Ein Tor schießen, keines kassieren, das war der Plan von Hansi Flick für das Spiel, das irgendwie ja auch an sein Schicksal geknüpft war. Das gelang, überhaupt bestanden die Bayern diese erste Reifeprüfung souverän und dominant. Spielbestimmend, vorne im richtigen Moment eiskalt und defensiv meist sicher: Es wären sogar noch ein paar mehr Tore drin gewesen. Aber auch so könnte die Ausgangslage vor dem Rückspiel am 18. März besser kaum sein.

400 Spiele mehr Erfahrung in der Champions League – so viele hatte der Kader des FC Bayern bei Anpfiff mehr auf dem Konto als die Gastgeber, aber auch ohne diese Zahl waren die Rollen klar verteilt. Der Tabellenvierte der Premier League befindet sich im Umbruch, ist auf der Insel nicht mehr die ganz große Nummer. Die Bayern hingegen hatten in jegliches Mikrofon posaunt, dass der Ausflug nach London nur eine Zwischenstation sein soll.

Die Gäste aus München waren wie erwartet auf vier Positionen verändert, anders als noch am Freitag gegen Paderborn standen wieder Jerome Boateng und Benjamin Pavard in der Abwehr, vorne rotierte Flick seine Stammkräfte Thomas Müller und Kingsley Coman zurück in die erste Elf. Und es waren die Offensivkräfte, die die ersten Szenen bestimmten. Abwarten und Tee trinken, das war nicht die Bayern-Taktik. Im Gegenteil: Bereits nach 43 Sekunden wurde Müller erstmals vor Keeper Willy Caballero vorstellig. Zu unpräzise.

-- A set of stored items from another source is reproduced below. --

PR #4077, opened 2018-12-14
icon bug

zhangshitang:
in bootstrap4 using font-awesone icon ,we can't find class fa-toggle-up and fa-toggle-down in new font-awesone-4.7.0  I changed


wenzhixin:
Just only need to change src/bootstrap-table.js.

PR #4089, opened 2018-12-30
Fix #4008

### LINKED ISSUE #4008: Select all rows and "keyup" EventListener empty the table when using Filter Control extension
When using Filter Control extension, once clicking on the select all rows in the header and after that, pressing on any other key in the keyboard, all of the table rows are removed.

here is a link to a fiddle:

https://jsfiddle.net/eitanmg/e3nk137y/42640/

to restore the issue, click on the select all rows checkbox in the column header, and then press on any key on your keyboard, and you will see that all the rows disappeared.

how can i overcome this issue?

djhvscf:
Fix #4008
Rewrite filter-control to ES6


wenzhixin:
Merged in #4090, thanks @djhvscf

djhvscf:
@wenzhixin It is my pleasure and it is good to see you back 👍

PR #4094, opened 2019-01-01
Filter control cookies improvements

djhvscf:
feat(cookie extension): rewrite boostrap-table-cookie to ES6
feat(cookie extension): Save filterBy method
feat(filter-control extension): Add placeholder as a empty option to the select controls
feat(filter-control extension): Add clearFilterControl method in order to clear all filter controls
feat(js): Improve pagination options

### DIFF
--- a/src/bootstrap-table.js
+++ b/src/bootstrap-table.js
@@ -307,7 +307,7 @@
     paginationDetailHAlign: 'left', // right, left
     paginationPreText: '&lsaquo;',
     paginationNextText: '&rsaquo;',
-    paginationSuccessivelySize: 3, // Maximum successively number of pages in a row
+    paginationSuccessivelySize: 5, // Maximum successively number of pages in a row
     paginationPagesBySide: 1, // Number of pages on each side (right, left) of the current page.
     paginationUseIntermediate: false, // Calculate intermediate pages for quick access
     search: false,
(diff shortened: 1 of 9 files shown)


src/bootstrap-table.js
```diff
@@ -307,6 +307,9 @@
     paginationDetailHAlign: 'left', // right, left
     paginationPreText: '&lsaquo;',
     paginationNextText: '&rsaquo;',
+    paginationSuccessivelySize: 3, // Maximum successively number of pages in a row
```
wenzhixin: I think here is better to be `5` by default, which is consistent with the previous usage habits.

src/bootstrap-table.js
```diff
@@ -1440,83 +1443,96 @@
...
         }
 
-        if (this.totalPages >= 6) {
-          if (this.options.pageNumber >= 3) {
-            html.push(
-              Utils.sprintf('<li class="page-item page-first%s">',
-                this.options.pageNumber === 1 ? ' active' : ''),
-              '<a class="page-link" href="#">', 1, '</a>',
-              '</li>')
+        if (this.options.pageNumber < (this.options.paginationSuccessivelySize - 2)) {
```
wenzhixin: Should be: `if (this.options.pageNumber < (this.options.paginationSuccessivelySize - 1)) {`

Because when `this.options.pageNumber = 3`, the pagination shows:
`1 2 3 4 ...`

wenzhixin:
Thanks, @djhvscf.

PR #4104, opened 2019-01-09
encode need for no latin symbol

alsovdev:
browser crash to 500 then tried ti read cookie without encodeURIComponent value


wenzhixin:
Fixed https://github.com/wenzhixin/bootstrap-table/commit/4403520e29201edaa9ee07c62e717bce22b3de71, thanks!

PR #20, opened 2011-04-08
Feature #101

jonstuebe:
I'm not sure exactly how to go about this. But I created a feature request on dev.fuelphp.com and went ahead and started the class myself. If this isn't the proper way to go about putting a request for the file, then let me know.

### DIFF
--- a/classes/typography.php
+++ b/classes/typography.php
@@ -1,26 +1,22 @@
 <?php
+/**
+ * Fuel
+ *
+ * Fuel is a fast, lightweight, community driven PHP5 framework.
+ *
+ * @package		Fuel
+ * @version		1.0
+ * @author		Jon Stuebe <http://jonstuebe.com>
+ * @license		MIT License
+ * @copyright	2010 - 2011 Fuel Development Team
+ */
 
 namespace Fuel\Core;
 
 class Typography {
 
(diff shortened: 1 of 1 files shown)


classes/typography.php
```diff
@@ -0,0 +1,83 @@
+<?php
+
+namespace Fuel\Core;
+
+class Typography {
+
+	public static function auto($str)
+	{
+		View::$auto_encode = false;
+
```
jschreuder: I can be quite clear about this: a class that auto-disables output encoding will never go into the core. This instruction should go.

jschreuder:
Looking it over I think it's a good idea in principle, it's a bit feature light currently though.

Also I think you could do without a special html_entities method, you could first htmlentities it and only after that convert newlines to linebreaks and paragraphs. Would be far better practice than partially duplicating build in behavior.

jonstuebe:
I've went ahead and adjusted the class. I know it's a little light on the features. But I think it's something to start with and we can add more later.

dhrrgn:
I don't like this here.  If anything it should go in the Html or the Str class.

dhrrgn:
You obviously don't care about this too much, haven't responded in over a week.  Closing.  Read my comments above if you want this in.

PR #21, opened 2011-04-09
added redis class to bootstrap

tarnfeld:


jschreuder:
I did it myself to keep the order alphabetical, thanks for the correction.

PR #23, opened 2011-04-10
Fix cache path

jeffutter:
The cache path was missing the cache_id. It was causing errors with Lang (at least). I think someone else had another commit with this fix.. but it hasn't been accepted yet due to other problems with other issues addressed in his pull request. This pull fixes just this single issue.


jeffutter:
Looks like this was fixed elsewhere

PR #24, opened 2011-04-10
Populate checkbox radios

jeffutter:
This should take care of repopulating and setting default vals for checkboxes and radios... check commit log for example

### DIFF
--- a/classes/fieldset.php
+++ b/classes/fieldset.php
@@ -323,10 +323,9 @@ class Fieldset
 			{
 				if (($value = $this->input($f->name, null)) !== null)
 				{
-					error_log('name: '.$f->name.' type: '.$f->type.' value: '.$value);
-					if($f->type == 'checkbox')
+					if($f->type == 'checkbox' or $f->type == 'radio')
 					{
-						$f->set_checked();
+						$f->set_checked($value);
 					}
 					$f->set_value($value);
 				}
--- a/classes/fieldset.php
+++ b/classes/fieldset.php
@@ -303,11 +303,19 @@ class Fieldset
 				{
 					if ($value = $input[$f->name])
 					{
+						if($f->type == 'checkbox')
+						{
+							$f->set_checked();
+						}
 						$f->set_value($value);
 					}
 				}
 				elseif (is_object($input) and property_exists($input, $f->name))
 				{
+					if($f->type == 'checkbox')
+					{
+						$f->set_checked();
+					}
 					$f->set_value($input->{$f->name});
 				}
 			}
@@ -315,6 +323,11 @@ class Fieldset
 			{
 				if (($value = $this->input($f->name, null)) !== null)
 				{
+					error_log('name: '.$f->name.' type: '.$f->type.' value: '.$value);
+					if($f->type == 'checkbox')
+					{
+						$f->set_checked();
+					}
 					$f->set_value($value);
 				}
 			}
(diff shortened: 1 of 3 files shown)


jschreuder:
I think it's almost there, but not quite yet. Also noticed a bug by me in [repopulate](https://github.com/jeffutter/fuel-core/blob/95d590fdd5b822da7855a9c0b631ba428bec6782/classes/fieldset.php#L304) where it's index exists checking method will give you errors with incomplete input, which it shouldn't. (this is more of a note to self btw)

But one of the things I noticed, and I'm not sure if I understand, is that you handle array/object input different from repopulation with the POST variable, something I'm not so sure about.
Also I wonder if this already solves the problem of arrays in the POST, when someone uses fieldname[].

jeffutter:
Ok, i think i fixed what you were referring to. I just missed those 2 lines after i changed how it worked with input.

I'm not really sure with posting arrays. I generally do that a lot in my coding, but i havn't tried it out in my fuel projects yet.

jschreuder:
looks good to me now, will test it tonight.

jeffutter:
Any progress on getting this committed?

jschreuder:
I've been swamped lately. I promise that I'll get it into RC3 at least. The reason is that I want to go over the whole thing and make sure if I agree with the way you've solved it, I may prefer to have set_value() set a checked value when its input matches the actual value or even some other way. I still have to go over the whole thing to make sure it plays nice with array input (field names like "name[]" and "name[value]". I'll do the whole thing in one go, just have to find the time somewhere.

jschreuder:
Sorry it took me so long, but I opted to take another approach. This feels better to me, let me know when this causes trouble for you.

jeffutter:
I'm finding there is a little trouble with checkboxes with your implementation. The problem arises with what to set the value field to. I store my checkboxes in my DB as boolean values.

We'll use this field as an example: 

```
$form->add('open', 'Open', array(
    'type' => ($job and $job->id > 0) ? 'checkbox' : 'hidden',
    'value' => true));
```

If I set the value => true i end up with: `<option name="test" value>` (i don't think that's valid html is it?)... When i submit this form fuel see's it as an empty string. In my process_form function i can do is_string and if it is a string (if it's not checked it has no value). If it's a string then i can insert true or false to my DB. This works in most cases except when i need to pre-set it to false. 

If i do: 

```
$form->repopulate(array(
    'open' => true));
```

This ends up being false as the form ends up submitting open = '' which evaluates to false against the initial true. So in this case there is no way to pre-set like this.

The other option is to set value = 'true' this gives me `<option name="test" value="true">` (makes more sense to me). This works in most cases. However, the problem here is 1 from the DB != 'true' and thus my checkboxes always LOOK unchecked even if in the DB they are TRUE.

If i was writing a form in pure html i would probably have value="true" for checkboxes, thus i think we should support this in fuel and perhaps that should be the default value for a checkbox? Also there needs to be a way to compare the values against what ORM pulls from the DB, really for a boolean value it should return true/false not 1/0 and then true == 'true' would work.

jschreuder:
Reopen an issue if you want me to remember it, I'll take a look later today.

jschreuder:
This issue is a bit too vague and discussion doesn't belong here.

DBs return 1/0 for boolean, we can't help that - it's how SQL works. And using non string values and mapping them directly to the Orm model will always get you into trouble. I don't consider this an issue. If you want to talk about this use either the forums or write something up to pull-request.

PR #25, opened 2011-04-12
Date Bug

bencorlett:
Fixed bug in \Date::create_from_string() where the date produced would always be exactly one month behind the actual date. See http://dev.fuelphp.com/issues/111 for more.


jschreuder:
I'm not sure why but PHP keeps surprising me with its inconsistencies.

Pulled it, thanks for the fix!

Die Bayern machten das Spiel, Chelsea zog sich aber keineswegs nur zurück. In der neunten Minute war Mason Mount erstmals vorbei an Alphonso Davies, aber Flicks Mannschaft verteidigte im Kollektiv solide. Und so gingen auch die ersten echten Chancen auf das Konto der Gäste. Coman, der über rechts kam, verzog nach einem sehenswerten Doppelpass mit Thiago (12.), ehe Lewandowski Caballero prüfte (15.). Der Pole hatte auch eine knappe Viertelstunde später (noch) kein Glück (28.).

Dass man auch als dominantes Team hellwach sein muss, bekamen die Bayern immer wieder zu spüren. Sinnbildlich für die Entwicklung unter Flick aber standen zwei Szenen. Als Mount einmal durch war, holte Alphonso Davies ihn im Nullkommanichts wieder ein (18.), kurz später unterband Thiago, der neben Joshua Kimmich auf der Sechs spielte, einen schnellen Angriff. Die Gelegenheiten von Olivier Giroud (20./34.) und Ross Barkley (24.) waren nicht so gut wie jene der Bayern, aber auch Müller scheiterte zwei Mal, ein Mal davon an der Latte. Ein Tor zur Halbzeit wäre verdient gewesen, so aber parierte Manuel Neuer gegen Marcos Alonso und hielt das 0:0.

Es war ein Geduldsspiel, ein sehenswertes – und die Geduld zahlte sich aus. Gerade fünf Minuten waren im zweiten Durchgang rum, da spielte Gnabry einen Doppelpass mit Lewandowski, der uneigennützig und perfekt abspielte. 202 Sekunden später wiederholte das Duo diesen Schachzug nach einem langen Ball von Neuer. 2:0, so schnell geht’s. Beinahe hätte der 24-Jährige in der 60. Minute noch einen drauf gelegt, der Ball segelte knapp vorbei.

Die Bayern waren auf der sicheren Seite, Chelsea reagierte, aber es gelang – am Ende zu zehnt – kein Tor. Dafür traf Lewandowski nach Davies-Vorarbeit. Dass Coman das Feld angeschlagen verließ, war ein kleiner Wermutstropfen an diesem Abend, der nicht nur Gnabry Freude bereitete.